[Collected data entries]
::::

PR #761, opened 2023-11-29
🧇 Warn the S8S8 QOperator quantization but not pruning

trajepl:
## Describe your changes
For some uses, they still want to try S8S8 with QOperator quantization config. But Olive directly prune it.
This PR is used to warn the S8S8 QOperator quantization but not pruning.

### DIFF
--- a/olive/passes/onnx/quantization.py
+++ b/olive/passes/onnx/quantization.py
@@ -304,7 +304,6 @@ class OnnxQuantization(Pass):
                 logger.warning(
                     "S8S8 with QOperator will be slow on x86-64 CPUs and should be avoided in general, try QDQ instead."
                 )
-                return True
             if config["EnableSubgraph"] is True:
                 logger.info("EnableSubgraph is not supported for static quantization.")
                 return False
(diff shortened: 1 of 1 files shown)


olive/passes/onnx/quantization.py
```diff
@@ -298,8 +298,13 @@ def validate_search_point(
...
             ):
-                logger.info("S8S8 with QOperator will be slow on x86-64 CPUs and should be avoided in general")
-                return False
+                # S8S8 with QOperator will be slow on x86-64 CPUs and should be avoided in general.
+                # https://onnxruntime.ai/docs/performance/model-optimizations/quantization.html#data-type-selection
+                # But we still allow it for users to try at their own risk. Olive just warns this to users.
+                logger.warning(
+                    "S8S8 with QOperator will be slow on x86-64 CPUs and should be avoided in general, try QDQ instead."
+                )
+                return True
```
jambayk, line 307: Should not return anything here since the next condition might be true.
Can just log the warning and let the next or final return happen.

trajepl: Updated.

jambayk (approved):

PR #771, opened 2023-12-02
Update PythonEnvironmentSystem

jambayk:
## Describe your changes
WIP. Creating a draft PR for CI checks.


olive/systems/python_environment/python_environment_system.py
```diff
@@ -81,8 +70,39 @@ def __init__(
...
+            # add extra args
+            for key, value in kwargs.items():
+                if value is None:
+                    continue
+                command += f" --{key} {value}"
+            # output path
+            output_path = tmp_dir_path / "output.json"
+            command += f" --output_path {output_path}"
+
+            run_subprocess(command, env=self.environ, check=True)
```
guotuofeng, line 100: >run_subprocess [](http://example.com/codeflow?start=12&length=14)

nit: do we need print the stdour/stderr into the logging file?

guotuofeng, line 100: >command [](http://example.com/codeflow?start=27&length=7)

I suppose the command will be splitted into array of string. right?

jambayk: yes the command split is handled by `run_subprocess` https://github.com/microsoft/Olive/blob/main/olive/common/utils.py#L24. It uses `shlex.split` which handles windows or posix so we can just provide the command string.

jambayk: yes, I can add this as debug log

jambayk:
Converting to draft as we want to keep the remote onnxruntime inference functionality in a new system and validate the mobilenet example again.

jambayk:
Closing for now. Not high priority so will resume later when the changes are needed.

PR #786, opened 2023-12-06
refactoring OliveModel and change its name to OliveModelHandler.

guotuofeng:
## Describe your changes
* Rename all OliveModel by adding suffix "Handler". For example PyTorchModel -> PyTorchModelHandler.
* Split the logic doesn't belong to model handler into separated mixins. HfConfigMixin, IoConfigMixin, DummyInputsMixin, etc.
* Merge the CompositeOnnxModel and CompositePyTorchModel into one CompositeModelHandler.
* Keep using the old "OliveModel" types

Basically, all the logic is keeping same except some logic simplify changes:
* Merge the Composite ONNX and PyTorch model. 
* Simplify the composite model enumerate logic by using a single method. 
* Same for original PyTorch model to get the hugging face model components. In the new implementation, only one get_hf_components is used to enumerate both name and model.
* As a side effect the merging composite onnx model and pytorch model, the original CompositePyTorch model conversion logic is in conversion.py, but with the new changes, the child model get and run for each child model will be done by the run of olive_pass.py 
* As a side effect of providing only single entry point to enumerate the model components, the insert_beam_search pass is updated by using the new get model component logic, so does the olive_pass.run. 

From the time being, the following logic is not tested
* Distributed models
* Composite PyTorch model


xiaoyu-work:
I have some general questions:

- I don't see that HF model logic is decoupled from PyTorch model? Should we have a separate HFModelHandler?
- For some mixin classes, such as `DummyInputsMixin`, `HfConfigMixin`, if they are only be used by PyTorchModelHandler, any reason it should be a minxin rather a regular attribute or method in the class? I'm okay to have them as mixins if some of them are reused in other model handlers, but now only pytorch model need them. A class attribute or method would be more clear.
- For some minxi classes, such as `JsonMixin` or `ResourceMixin` that are in `OliveModelHandler`. Any pros as a mixin comparing to a general method in `OliveModelHandler`? In general both cases look like an overkill here.

guotuofeng:
> I have some general questions:
> 
> * I don't see that HF model logic is decoupled from PyTorch model? Should we have a separate HFModelHandler?
> * For some mixin classes, such as `DummyInputsMixin`, `HfConfigMixin`, if they are only be used by PyTorchModelHandler, any reason it should be a minxin rather a regular attribute or method in the class? I'm okay to have them as mixins if some of them are reused in other model handlers, but now only pytorch model need them. A class attribute or method would be more clear.
> * For some minxi classes, such as `JsonMixin` or `ResourceMixin` that are in `OliveModelHandler`. Any pros as a mixin comparing to a general method in `OliveModelHandler`?
> 
> In general both 2 and 3 cases look like an overkill here.

these mixins is just make sure the related responsibilities be in their own class instead of mix them all together. Please refer to https://en.wikipedia.org/wiki/Single_responsibility_principle for more design principles.

xiaoyu-work:
> > I have some general questions:
> > 
> > * I don't see that HF model logic is decoupled from PyTorch model? Should we have a separate HFModelHandler?
> > * For some mixin classes, such as `DummyInputsMixin`, `HfConfigMixin`, if they are only be used by PyTorchModelHandler, any reason it should be a minxin rather a regular attribute or method in the class? I'm okay to have them as mixins if some of them are reused in other model handlers, but now only pytorch model need them. A class attribute or method would be more clear.
> > * For some minxi classes, such as `JsonMixin` or `ResourceMixin` that are in `OliveModelHandler`. Any pros as a mixin comparing to a general method in `OliveModelHandler`?
> > 
> > In general both 2 and 3 cases look like an overkill here.
> 
> these mixins is just make sure the related responsibilities be in their own class instead of mix them all together. Please refer to https://en.wikipedia.org/wiki/Single_responsibility_principle for more design principles.

I don't think my concerns go against single responsibility principle. A mixin is designed to add reusable functionality to multiple objects or classes. If a method is only used by one specific class, then creating a mixin might not be necessary. Instead, keeping it within the class where it belongs would likely be clearer.

olive/model/mixin/composite.py
```diff
@@ -0,0 +1,10 @@
+# -------------------------------------------------------------------------
+# Copyright (c) Microsoft Corporation. All rights reserved.
+# Licensed under the MIT License.
+# --------------------------------------------------------------------------
+class CompositeMixin:
+    def set_composite_parent(self, cp):
+        self.composite_parent = cp
+
+    def get_composite_parent(self):
```
trajepl, line 9: Should we maintain the constructor function? Take CompositeMixin example, it use `self.composite_parent`. When it comes to subclass which inherts it like:
```python
Class A(CompositeMixin):
    ...
```

Then following code would fail:
```python
a = A()
a.get_composite_parent()
```
See this.
https://stackoverflow.com/questions/39469841/multiple-mixins-and-properties

guotuofeng: I prefer not have any `__init__` in mixin since the call of multiple __init__ will be much painful. https://www.reddit.com/r/learnpython/comments/ymet1a/writing_mixin_classes_whats_the_best_practice/

olive/model/handler/base.py
```diff
@@ -0,0 +1,66 @@
...
+    resource_keys: ClassVar[list] = ["model_path"]
+
+    def __init__(
+        self,
+        framework: Framework,
+        model_file_format: ModelFileFormat,
+        model_path: OLIVE_RESOURCE_ANNOTATIONS = None,
+        model_attributes: Optional[Dict[str, Any]] = None,
+    ):
+        self.framework = framework
```
trajepl, line 29: Could we add the comment to tell: 
if you add new Mixin into model handler, please make sure the member variable is initialized properly in model handler..

olive/model/config/hf_config.py
```diff
@@ -0,0 +1,215 @@
...
+from olive.common.config_utils import ConfigBase, ConfigWithExtraArgs
+from olive.common.pydantic_v1 import Field, validator
+from olive.common.utils import resolve_torch_dtype
+from olive.model.config.io_config import IoConfig
+
+logger = logging.getLogger(__name__)
+
+
+class HfComponent(ConfigBase):
+    name: str
```
devang-ml, line 21: Please add comment before each new class covering description, responsibilities & functionalities and config.json snippet example when relevant.

devang-ml (commented):
At high level, the proposed change looks good to me. Go ahead if details are OKed by other reviewers.

olive/model/config/hf_config.py
guotuofeng: sure, will do

olive/model/utils/onnx_utils.py
```diff
@@ -0,0 +1,69 @@
...
+# Licensed under the MIT License.
+# --------------------------------------------------------------------------
+import logging
+from pathlib import Path
+from typing import Optional
+
+logger = logging.getLogger(__name__)
+
+
+def resolve_path(file_or_dir_path: str, model_filename: str = "model.onnx") -> str:
```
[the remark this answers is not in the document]
guotuofeng: make sense, will do

olive/model/config/registry.py
```diff
@@ -0,0 +1,36 @@
...
+
+        REGISTRY[model_type.lower()] = cls
+        cls.model_type = model_type
+        return cls
+
+    return decorator_model_class
+
+
+def get_model_handler(model_type):
+    if not is_valid_model_type(model_type):
```
trajepl, line 30: Maybe simplify to:
```python
REGISTRY.get(model_type.lower()) or raise ValueError(f"Unknown model type {model_type}")
```

olive/model/config/registry.py
```diff
@@ -0,0 +1,36 @@
...
+
+    Returns:
+        cls: The class of register.
+    """
+
+    def decorator_model_class(cls):
+        if model_type in REGISTRY:
+            raise ValueError("Cannot have two model handlers with the same name")
+
+        REGISTRY[model_type.lower()] = cls
```
trajepl, line 22: Is it possible to get model_type automatically?
`model_type = model_type or model_type[:-len("handler")]`

I am not sure if it is totally 1:1 mapping between model_type and model_type's handler, like: f"{model_type}Handler"

guotuofeng: The model_type name will not be same with the class by removing suffix. I don't like make the tight coupled. By using the name explicitly, we could make the class name changed at anytime without breaking the back compatibility.

olive/model/handler/mixin/resource.py
```diff
@@ -0,0 +1,71 @@
...
+
+from olive.resource_path import OLIVE_RESOURCE_ANNOTATIONS, ResourcePath, ResourcePathConfig, create_resource_path
+
+logger = logging.getLogger(__name__)
+
+
+class ResourceMixin:
+    """Provide the resource functionalities for the model handler."""
+
+    resource_keys: Tuple[str] = None
```
jambayk, line 17: should the default value be `()` since `None` is not iterable?

Issue #709, opened 2023-11-09
[FR]: Hope Olive supports Pydantic version 2.0 or higher


tangcan1600:
### Proposal Summary

gradio 4.1.2 requires pydantic>=2.0, but you have pydantic 2.0a1 which is incompatible.
olive-ai 0.3.3 requires pydantic<2.0.0, but you have pydantic 2.0a1 which is incompatible.

gradio4.1.2 is not compatible with Pydantic 2.0 or earlier versions，hope olive can support Pydantic version 2.0 or higher，thanks

### What component(s) does this request affect?

- [ ] OliveModels
- [ ] OliveSystems
- [ ] OliveEvaluator
- [ ] Metrics
- [ ] Engine
- [ ] Passes
- [X] Other

guotuofeng:
@tangcan1600, could you clarify the scenario that need gradio 4.1.2? Is it possible that downgrade it to 3.x to unblock you?

tangcan1600:
> @tangcan1600, could you clarify the scenario that need gradio 4.1.2? Is it possible that downgrade it to 3.x to unblock you?

 I want to use the new  features in gradio 4.0, such as ChatInterface

tangcan1600:
I want to use the new features in gradio 4.0, such as ChatInterface

tangcan1600:
I want to use the new features in gradio 4.0, such as ChatInterface

tangcan1600:
> @tangcan1600, could you clarify the scenario that need gradio 4.1.2? Is it possible that downgrade it to 3.x to unblock you?
I want to use the new features in gradio 4.0, such as ChatInterface

guotuofeng:
there is not plan to upgrade to Pydantic 2 in the short term.

JKinx:
@tangcan1600 Olive is now compatible with pydantic v2. 

However, the version `2.0a1` you have in your environment is a pre-release and is missing the module we require to support v2. If you would like to use olive with pydantic v2, please update pydantic to a newer version and install olive from source:
```bash
pip install ---upgrade pydantic
pip install git+https://github.com/microsoft/Olive
```

jambayk:
@tangcan1600 Olive is now compatible with pydantic v2. 

However, the version `2.0a1` you have in your environment is a pre-release and is missing the module we require to support v2. If you would like to use olive with pydantic v2, please update pydantic to a newer version and install olive from source:
```bash
pip install --upgrade pydantic
pip install git+https://github.com/microsoft/Olive
```

PR #788, opened 2023-12-06
Add `pydantic_v1` module to make Olive `pydantic` version agnostic

jambayk:
## Describe your changes
Pydantic v2 had significant breaking changes which blocks migration to it. So, we pinned the version to v1. 

Pydantic v2 has a `v1` namespace inside it. 

This PR introduces `olive.common.pydantic_v1` module that handles the import of `v1` api so that Olive can be version agnostic wrt pydantic. This way, we won't have version conflict with client applications such as that in https://github.com/microsoft/Olive/issues/709. 

Note:
The doc builder still needs pydantic v1 and autodoc_pydantic v1 since we are using the v1 api.

### DIFF
--- a/olive/common/pydantic_v1.py
+++ b/olive/common/pydantic_v1.py
@@ -1,0 +1,19 @@
+# -------------------------------------------------------------------------
+# Copyright (c) Microsoft Corporation. All rights reserved.
+# Licensed under the MIT License.
+# --------------------------------------------------------------------------
+
+"""Pydantic v1 compatibility module.
+
+Pydantic v2 has breaking changes that are not compatible with the current version of Olive.
+Migration Guide: https://docs.pydantic.dev/latest/migration/.
+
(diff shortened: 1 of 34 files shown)


olive/common/pydantic_v1.py
```diff
@@ -0,0 +1,19 @@
...
+
+Pydantic v2 has breaking changes that are not compatible with the current version of Olive.
+Migration Guide: https://docs.pydantic.dev/latest/migration/.
+
+In order to support both versions of Pydantic, we use this module to access pydantic's v1 API.
+"""
+
+try:
+    # pydantic v2
+    from pydantic.v1 import *  # noqa: F403
```
guotuofeng, line 16: would the namespace in v2 is full compatible with exist v1 stuff? did you try it? 

I guess there might be some features are not supported in v2 back-compatibility?

guotuofeng (approved):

::::

REQUIREMENT
Considering each line of the records on its own, count those that contain "info" and give only that number.

REPLY
2